My server is running the 64 bit linux build on Ubuntu server

(0006478)
Konar6   
2013-06-22 21:55   
(edited on: 2013-06-22 21:56)
This problem is caused by overflow in SERVER_Tick().
The variables which hold the millisecond timers work with the LONG datatype, and thus overflow when the server has been running for 2,147,483,647 msec, or 24 days and ~ 20 hours.
The timer is however provided by an SDL function SDL_GetTicks() which itself is just Uint32 anyway, so I guess the fix won't be as easy as switching our variables to a 64bit datatype (and switching to ULONG would only postpone the problem to 49 days?)

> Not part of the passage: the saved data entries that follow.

PR #12449, opened 2026-08-06
feat(dashboards): gate the dashboards list on fine-grained authz

AshwinBhatkal:
#### Description

Applies the authz list-page pattern to the dashboards list and gates the row actions per dashboard.

- **The table is blocked** without `list`, via an inline callout. **New dashboard stays enabled** if the caller holds `create` — it is independent of `list`.
- **Everything that only feeds the table goes with it.** The search box and the filter chips edit a query that can only be run through the list request, so they are disabled rather than hidden, and each carries the standard denial on hover. Two tooltip zones cover them — the search field, and the chips with Clear — instead of one tooltip per control.
- **The views rail is one guarded block**, not a column of dead controls. Every view leads to a table the caller cannot see, and the saved views behind it need the same grant, so the rail carries a single callout. That also drops an empty state that was asserting something it could not know ("No saved views yet" when the request was never made).
- **Row actions run their own checks** through `AuthZButton`, so the menu opens immediately. View, Open in New Tab and Copy Link need no permission and no longer wait behind the gated rows; all nine rows now render through the same component rather than three of them being plain buttons.
- **Delete gates on `delete` alone** (guide rule 3), so it survives without `read`. **Rows are never gated** (rule 4): the list is collection-scoped and deliberately returns rows the caller cannot `read`, so every row stays clickable and the denial is explained on arrival.
- **Per-row checks fire lazily**, when a menu opens rather than for all 20 rows, and the menu itself renders lazily — it previously evaluated its whole tree and instantiated two mutations per row on every render.
- **Viewers can manage saved views again.** Save, rename and delete were behind `edit_dashboard`; the backend only requires `list`, and the views request now follows the same grant.
- **The row menu's lock gates on the dashboard's `source`**, not on who created it — an integration dashboard can never be locked, and everything else is decided by `update`.
- **Route gating**: the three dashboard routes bypass the legacy role check, so an FGA user with no managed role isn't bounced to `/un-authorized`.
- **Guide updated to match.** The list-page rule previously said to leave the search, filters and views interactive. It now says to disable what only shapes a blocked request, and to gate a region once rather than repeat a tooltip per control.

#### Screenshots
Screenshot 2026-09-10 at 11 13 20 PM

Screenshot 2026-09-10 at 11 14 09 PM

Screenshot 2026-09-10 at 11 22 32 PM
Screenshot 2026-09-10 at 11 16 41 PM
Screenshot 2026-09-10 at 11 17 00 PM
Screenshot 2026-09-10 at 11 18 45 PM
Screenshot 2026-09-10 at 11 18 52 PM
Screenshot 2026-09-10 at 11 16 31 PM

 

#### Additional Information

- `DASHBOARD` and `DASHBOARD_PANEL_EDITOR` are registered for authz here, though their pages ship in #12438. Harmless in this order — until this PR merges those routes keep their legacy role checks, which is the fail-safe direction.
- Two callouts show when `list` is denied, one on the rail and one where the table would be. They are separate blocks with separate reasons to exist, but it is more denial than the guide's "state it once".
- A 403 from the list request still renders as "Invalid query", because `ErrorState` treats every 4xx as a client error. Pre-existing and not authz-specific, so left alone.
- Saved views are org-shared with no ownership rule, so anyone holding `list` can delete anyone's view. Unchanged here — flagging it as a product question.
- Requires #12438. Rebased onto current `main`; shares `utils/permission/index.ts` and `AppRoutes/__tests__/Private.test.tsx` with #12448, which merges without conflict.

### DIFF
--- a/frontend/docs/authz-guide.md
+++ b/frontend/docs/authz-guide.md
@@ -107,6 +107,32 @@ denial message and the loading state.
 Prefer the HOC (`withAuthZ*`); reach for the JSX guard (`AuthZGuard*`) when the gate depends on conditional rendering
 and an HOC cannot express it. The components README has the full decision tree and how to build the `checks` array.
 
+## Worked example
+
+Dashboards are fully migrated and exercise most of this guide:
+
+| Piece | Where |
+| --- | --- |
+| Permission constants and builders | `src/lib/authz/hooks/useAuthZ/permissions/dashboard.permissions.ts` |
+| Resource-level hook (`canEdit` = read AND update, per rule 2) | `src/hooks/dashboards/useDashboardPermissions.ts` |
+| Collection-level hook (`list` / `create`) | `src/hooks/dashboards/useDashboardCollectionPermissions.ts` |
+| A compound rule the backend also enforces handler-side | `src/hooks/dashboards/useDashboardLockPermission.ts` |
+| Tooltip copy for disabled controls | `src/hooks/dashboards/dashboardPermissionReasons.ts` |
+| List-page pattern (table guarded, chrome kept, create independent of list) | `src/pages/DashboardsListPage/components/DashboardsList/DashboardsList.tsx` |
+| Per-row checks fired lazily, on menu open (rule 4) | `src/pages/DashboardsListPage/components/ActionsPopover/` |
+| Denial explained in place rather than as a load failure | `src/pages/DashboardPage/DashboardPage.tsx` |
+
+Two things it settled that aren't obvious from the rules alone:
+
+- **Disabled vs denied, while loading.** Permission checks are async, so a
+  control is disabled both in flight and when denied. Show the reason only once
+  the check resolves — an empty tooltip, or one that briefly claims a denial
+  that doesn't hold, is worse than none. Tests must wait on a post-resolution
+  signal, since a `toBeDisabled` assertion also passes during loading.
+- **Lock (or any non-authz block) wins over permission.** When a control is
+  blocked for a reason the user can act on, say that one; naming the missing
+  permission first sends them to an admin when they only needed to unlock.
+
 ## Migration checklist
 
 Use the existing components. Create a new one only if none fit.
--- a/frontend/docs/authz-guide.md
+++ b/frontend/docs/authz-guide.md
@@ -34,6 +34,9 @@ These hold for every page. The per-pattern sections below only add to them.
 4. **Never gate per row.** If a user can `list`, render every row. Check `read` only when the row is opened (drawer or
    detail route).
 5. **Gate the narrowest thing that works**, a button over a section, a section over a page.
+   - **Gate a page on `read` alone.** It is the only verb the page's own request needs. `update` and `delete` gate
+     individual controls, so waiting for them holds up the whole page for nothing — pass them as `preloadChecks` and
+     they resolve in the same request, leaving the controls to read from cache.
 6. **A resource may be gated while a sub-resource is not.** A user without `read` on Service Accounts can still hold
    `create` on API Keys, so blocking the outer container would hide work they are allowed to do.
 7. **Verbs not covered here** (`attach`, `detach`, `assignee`) behave like `delete`: gate the control that triggers
@@ -95,6 +98,11 @@ Gate the control with `AuthZButton`, or `AuthZTooltip` for a non-button trigger 
 Blocking is always a visible denial, never a silent removal. Use the components in
 [`lib/authz/components`](../src/lib/authz/components/README.md) rather than hand-rolling a check, they carry the
 denial message and the loading state.
+
+**Denial copy comes from the components.** Never write a custom message for a permission check. `disabledTooltip` is
+for a block that is *not* a permission — a lock, an immutable resource, a mount that is deliberately read-only. It
+takes precedence over the checks, which are then skipped, so set it only when that block is the real obstacle: a
+missing permission must still surface its own wording.
 
 | Scope           | Component                                 | Denied state                                |
 | --------------- | ----------------------------------------- | ------------------------------------------- |
--- a/frontend/docs/authz-guide.md
+++ b/frontend/docs/authz-guide.md
@@ -107,32 +107,6 @@ denial message and the loading state.
 Prefer the HOC (`withAuthZ*`); reach for the JSX guard (`AuthZGuard*`) when the gate depends on conditional rendering
 and an HOC cannot express it. The components README has the full decision tree and how to build the `checks` array.
 
-## Worked example
-
-Dashboards are fully migrated and exercise most of this guide:
-
-| Piece | Where |
-| --- | --- |
-| Permission constants and builders | `src/lib/authz/hooks/useAuthZ/permissions/dashboard.permissions.ts` |
-| Resource-level hook (`canEdit` = read AND update, per rule 2) | `src/hooks/dashboards/useDashboardPermissions.ts` |
-| Collection-level hook (`list` / `create`) | `src/hooks/dashboards/useDashboardCollectionPermissions.ts` |
-| A compound rule the backend also enforces handler-side | `src/hooks/dashboards/useDashboardLockPermission.ts` |
-| Tooltip copy for disabled controls | `src/hooks/dashboards/dashboardPermissionReasons.ts` |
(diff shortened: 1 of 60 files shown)


frontend/docs/authz-guide.md
```diff
@@ -107,6 +107,32 @@ denial message and the loading state.
 Prefer the HOC (`withAuthZ*`); reach for the JSX guard (`AuthZGuard*`) when the gate depends on conditional rendering
 and an HOC cannot express it. The components README has the full decision tree and how to build the `checks` array.
 
+## Worked example
```
AshwinBhatkal: remove this?

frontend/src/pages/DashboardsListPage/components/DashboardsList/DashboardsList.tsx
H4ad, line 1: You should block the interaction with search input when no permission to list, similar to what you did for filters.

frontend/src/pages/DashboardsListPage/components/DashboardsList/DashboardsList.tsx
```diff
@@ -43,16 +46,19 @@ const PAGE_SIZE = 20;
...
 	const { user } = useAppContext();
-	const [editDashboard, canCreateNewDashboard] = useComponentPermission(
-		['edit_dashboard', 'create_new_dashboards'],
-		user.role,
-	);
-	const canEdit = !!editDashboard;
+	// `list` also authorizes pinning and saved views, so it gates the table only.
+	// Already resolved — the page gates on it before mounting this tree. A failed
+	// check falls open: fetch anyway and let the API decide, so an authz outage
+	// doesn't leave a permanently empty list.
```
H4ad: Avoid this and other cases of comments that does not add value to the code.

frontend/docs/authz-guide.md
```diff
@@ -107,6 +107,32 @@ denial message and the loading state.
...
+| Piece | Where |
+| --- | --- |
+| Permission constants and builders | `src/lib/authz/hooks/useAuthZ/permissions/dashboard.permissions.ts` |
+| Resource-level hook (`canEdit` = read AND update, per rule 2) | `src/hooks/dashboards/useDashboardPermissions.ts` |
+| Collection-level hook (`list` / `create`) | `src/hooks/dashboards/useDashboardCollectionPermissions.ts` |
+| A compound rule the backend also enforces handler-side | `src/hooks/dashboards/useDashboardLockPermission.ts` |
+| Tooltip copy for disabled controls | `src/hooks/dashboards/dashboardPermissionReasons.ts` |
+| List-page pattern (table guarded, chrome kept, create independent of list) | `src/pages/DashboardsListPage/components/DashboardsList/DashboardsList.tsx` |
+| Per-row checks fired lazily, on menu open (rule 4) | `src/pages/DashboardsListPage/components/ActionsPopover/` |
+| Denial explained in place rather than as a load failure | `src/pages/DashboardPage/DashboardPage.tsx` |
```
H4ad: You can drop this part, no need to have this.

frontend/src/lib/authz/components/README.md
```diff
@@ -43,6 +43,10 @@ const checks = [buildPermission('read', buildObjectString('dashboard', dashboard
 
 When adding authz to a new resource, create a permissions file under `lib/authz/hooks/useAuthZ/permissions/`.
 
+`dashboard.permissions.ts` (below) is a real file — see it, and the hooks that
+consume it in `hooks/dashboards/`, for a worked example of a fully migrated
+resource.
+
```
H4ad:
```suggestion
```

frontend/src/pages/DashboardsListPage/components/ActionsPopover/ActionsPopoverContent.tsx
```diff
@@ -0,0 +1,221 @@
...
+
+	// The row's checks only fire when the menu opens, so hold the body until they
+	// resolve — items must never render enabled and then flip to disabled.
+	if (isPermissionLoading || isLockPermissionLoading) {
+		return (
+			<div className={styles.content}>
+				<Spinner size="small" height="64px" />
+			</div>
+		);
+	}
```
H4ad: We don't have guidelines for action items but we should avoid doing loading like this.

This feels way slower than it actually is, move the checks by button with AuthZButton instead, we should only disable the buttons that actually need the permission checks and show the other buttons without loading.

We can raise a TDD later to change the AuthZButton to show loading instead of disable state if you think it's missing more clarity for the user about the authz checks.

H4ad (changes requested):

frontend/docs/authz-guide.md
AshwinBhatkal, line 33: @H4ad there is not state today we cannot access a resource but allow delete correct? withAuthzPage will check read permissions and block the whole page. Just wanted to call this out. Can be purely enforced on something like a the list page

H4ad: We can have a combination of permissions that allow to list + delete

Because the layout of dashboards has the delete button very different (where it's located) than the guidelines, we can make it a exception as long as we have a option to delete somewhere else

In case of dashboards, we can delete via list actions, so it's fine

After these PRs, I will update the guidelines to address this case as well

frontend/src/pages/DashboardsListPage/components/DashboardsList/DashboardsList.tsx
AshwinBhatkal: done

frontend/src/pages/DashboardsListPage/components/DashboardsList/DashboardsList.tsx
AshwinBhatkal: removed

frontend/docs/authz-guide.md
AshwinBhatkal: removed

frontend/src/lib/authz/components/README.md
AshwinBhatkal: removed

frontend/src/pages/DashboardsListPage/components/ActionsPopover/ActionsPopoverContent.tsx
AshwinBhatkal: I will discuss this. But need not be part of this PR

frontend/src/pages/DashboardsListPage/components/DashboardsList/DashboardsList.tsx
H4ad: If you click, the suggestions still available (and clickable)

frontend/src/pages/DashboardsListPage/components/ActionsPopover/ActionsPopoverContent.tsx
H4ad: Let's fix and ship in this PR instead of inside a follow-up, we discussed the alternatives for this we can go ahead with them:

- remove the loading
- block any delete/edit action with AuthZButton

H4ad (commented):
We should use the standard message from the authz components, update this and any other place that might have these custom messages

Image

frontend/src/pages/DashboardsListPage/components/DashboardsList/DashboardsList.tsx
AshwinBhatkal: handled

frontend/src/pages/DashboardsListPage/components/ActionsPopover/ActionsPopoverContent.tsx
AshwinBhatkal: fixed

frontend/src/pages/DashboardsListPage/components/DashboardsList/DashboardsList.tsx
AshwinBhatkal: done

frontend/src/pages/DashboardsListPage/components/ActionsPopover/ActionsPopoverContent.tsx
AshwinBhatkal: done

H4ad (dismissed):

H4ad (dismissed):

H4ad (approved):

According to Firestone, he doesn't suffer from this problem on his Windows servers.

(0006480)
Torr Samaho   
2013-06-23 11:02   
If it's just an overflow problem in SERVER_Tick(), why aren't the Windows servers affected?
(0006489)
Edward-san   
2013-06-23 16:33   
... it should affect windows servers too, but only after 49 days, which is, coincidentally, the time for SDL_GetTicks.
(0006490)
jwaffe   
2013-06-23 17:25   
Ah... the timer rolls over and the server doesn't know what to do with packets from 49 days ago, or something similar I imagine.

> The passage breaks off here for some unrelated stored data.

PR #12450, opened 2026-08-06
fix(infrastructure-monitoring): do not overflow outside table for large error message

H4ad:
## Pull Request

---

Prevent the error message to overflow outside the table.

Before:

https://github.com/user-attachments/assets/d53845ed-7db9-4451-a2ca-31bc6127ec31

After:

https://github.com/user-attachments/assets/78e1e2d4-a5e1-46d7-9f66-117d1868e9f5

Closes https://github.com/SigNoz/pulse-pod/issues/222

---

### ✅ Change Type
_Select all that apply_

- [ ] ✨ Feature
- [x] 🐛 Bug fix
- [ ] ♻️ Refactor
- [ ] 🛠️ Infra / Tooling
- [ ] 🧪 Test-only

---

- Tests added/updated: No
- Manual verification: Yes
- Edge cases covered: -

---

- Blast radius: Infrastructure Monitoring
- Potential regressions: -

---

| Field | Value |
|------|-------|
| Change Type | Bug Fix |
| Description | We updated the error layout to ensure it won't overflow the table in case the APIs fail with a large message. |

---

### 📋 Checklist
- [x] Manually tested

### DIFF
--- a/frontend/src/container/InfraMonitoringK8sV2/Base/K8sEmptyState.module.scss
+++ b/frontend/src/container/InfraMonitoringK8sV2/Base/K8sEmptyState.module.scss
@@ -51,4 +51,5 @@
 	gap: var(--spacing-3);
 	max-width: 500px;
 	padding: 24px;
+	max-height: 100%;
 }


AshwinBhatkal (approved):

AshwinBhatkal:
suggestion: what if we truncate it. show on hover or in details view

H4ad:
@AshwinBhatkal we can create a new issue for that, this page reuses the shared component `ErrorContent`, so changing the behavior will affect multiple pages. Would be better to keep this contained and then re-think the error messages in general if needed in a separated task, but I agree that truncating would be better than having large page to scroll.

It might not be easy to go from using the absolute value of the counter to using a relative value. I'm not sure how deeply it's coded to use the return value instead of the return value minus a point in time to measure against.
(0006493)
Torr Samaho   
2013-06-23 19:48   
Quote from Edward-san

... it should affect windows servers too, but only after 49 days

SERVER_Tick stores the return value of I_MSTime as LONG. To this should also overflow under Windows after 24 days.
(0017808)
Ru5tK1ng   
2017-06-07 03:32   
Is there any reason SERVER_Tick doesn't use ULong?
(0019005)
Torr Samaho   
2018-01-21 20:26   
The following could help with debugging the issue:

[21:16:19] <Dusk> [20:07:51] <AlexMax> [18:05:29]'https://idea.popcount.org/2013-07-19-how-to-sleep-a-million-years/ [^]'
[21:16:19] <Dusk> [20:07:51] <AlexMax> [18:05:36] this might be useful for trying to fix the 24 day bug
(0023175)
Kaminsky   
2024-03-01 16:42   
'https://foss.heptapod.net/zandronum/zandronum-stable/-/merge_requests/36 [^]'
(0023295)
Kaminsky   
2024-03-03 21:09   
The merge request above got pushed into the default branch of the repository.
(0023797)
Kaminsky   
2024-07-17 17:08   
[12:52 PM] Sean: most of my servers have been running for at least 93 days straight now
[12:54 PM] Sean: my 3.1 servers where I backported that fix are at 135 days

Since Sean's Blue Firestick servers, as of writing this, have been running for this long and still work fine, I'll mark this issue as resolved.